BEGIN Recorded information

PR #2229, opened 2026-07-30
business-installer: use state network for app handoff

edouardparis:
The Escape key binding switches State's network to signet, but BusinessInstaller kept its own copies of network and datadir frozen at construction. exit_maybe() passed the stale mainnet network to NextState::RunLianaBusiness, so the app connected to the mainnet API with mainnet-cached credentials and failed to fetch the signet wallet.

END Recorded information

The whole listing must be reproduced exactly. Do not skip a line.

Result of this task:
PR #2229, opened 2026-07-30
business-installer: use state network for app handoff

edouardparis:
The Escape key binding switches State's network to signet, but BusinessInstaller kept its own copies of network and datadir frozen at construction. exit_maybe() passed the stale mainnet network to NextState::RunLianaBusiness, so the app connected to the mainnet API with mainnet-cached credentials and failed to fetch the signet wallet.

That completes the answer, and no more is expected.